When pitchers are pounding you inside early in your career, your quick hands can guide the bat through the zone and you will get those extra hits to right field and up the middle. But when your hands and bat slow down, those extra hits become dribbling ground balls and weak pop ups.
When I played in my late 30′s – early 40′s, my bat became slower and I had to compensate for my slowness by being more of a location hitter and starting my swing early. Since these college pitchers (and catchers) were throwing me inside, I had to “cheat” by looking inside and committing earlier than normal.
In college and up into my mid 30′s, I was a gap-to-gap guy, but ended up more of a pull hitter later in my career.
While it will not happen this year, Jeter needs to change his hitting approach after this season.
Jeter needs to begin to alter his swing and keep his upper body back more.

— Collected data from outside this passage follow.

PR #249, opened 2020-01-24
Add Litigation Cases exception for USA

simaob:
Litigation cases from the USA are not managed in this database, so I've added a message to point the users to the right place.

I also removed the filter on links on the profile sidebar when there's
no data for a type of data, as I think this is more consistent and there
might be different reasons to not have data.
Maybe we could add a field to the countries to "Why no Litigation DAta"?
:D but I won't do it here now.

### DIFF
--- a/app/views/cclow/geographies/_overview.html.erb
+++ b/app/views/cclow/geographies/_overview.html.erb
@@ -17,11 +17,7 @@
           <div><%= item[:caption] %></div>
           <div class="indicator-value">
             <div class="value-container">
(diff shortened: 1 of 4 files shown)


simaob:
That's true, but in the future they will be adding some selected cases for the US, so I think it's OK. And people might still be curious "hmmm are you sure there are no cases for the US?"

tsubik:
Haha, yeah, exactly, folks will be like John Cena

That will help him become a better hitter by using his legs more to get around on that inside pitch. Early in the count, Jeter might want to begin to become a “location hitter.”
When he is looking for an inside pitch, Jeter usually gets around on it and makes better contact.
There have been stories that Jeter still wants to hit his way and does not seek much guidance from Yankee hitting coach Kevin Long. Guys like Alex Rodriguez, Nick Swisher and Robinson Cano eat up all the info from Long, but Jeter goes about things on his own.
That will change.
Seeing the effect that Long has had on all the above guys and with the recent quick results with Curtis Granderson, I bet Jeter works with Long over the offseason and comes back strong again next year.
Just like he got better two seasons ago with his defense by getting in better playing shape, Jeter’s pride to become better and not fall off will be too much not to seek Long’s help. Jeter has his pride, but is too smart to continue to let that get in the way of improving.
He will improve his game over the winter, the same way he has done it over the years. He is the perfect player, not doing much of anything incorrectly.
Jeter is so good at being a professional that the media took to having to rip him for not showing up at Bob Sheppard’s funeral. There was nothing else, until now with this late season hitting slump.
I believe that many people really want Jeter to fail, to have his skills erode so they can write him off. Jeter is the perfect player who has succeeded at most everything his entire life. He is a winner, a guy you can’t quantify via “advanced” statistical analysis.
Derek Jeter is a guy who has many big hits and great moments in his career, but according to his critics, might have been nothing more than a singles hitter with limited range on defense.
Overrated they say. But overrated players do not help their organization win five World Series titles, get to two others, and compile over 3,000 career hits over a 15 plus year HOF career.
As Yankee fans our BABIP has been high because we are “lucky” Jeter played in pinstripes all these years.
He will continue to do so in the future, for as many years as he wants.
Just let him play, finally adjust, and do his thing.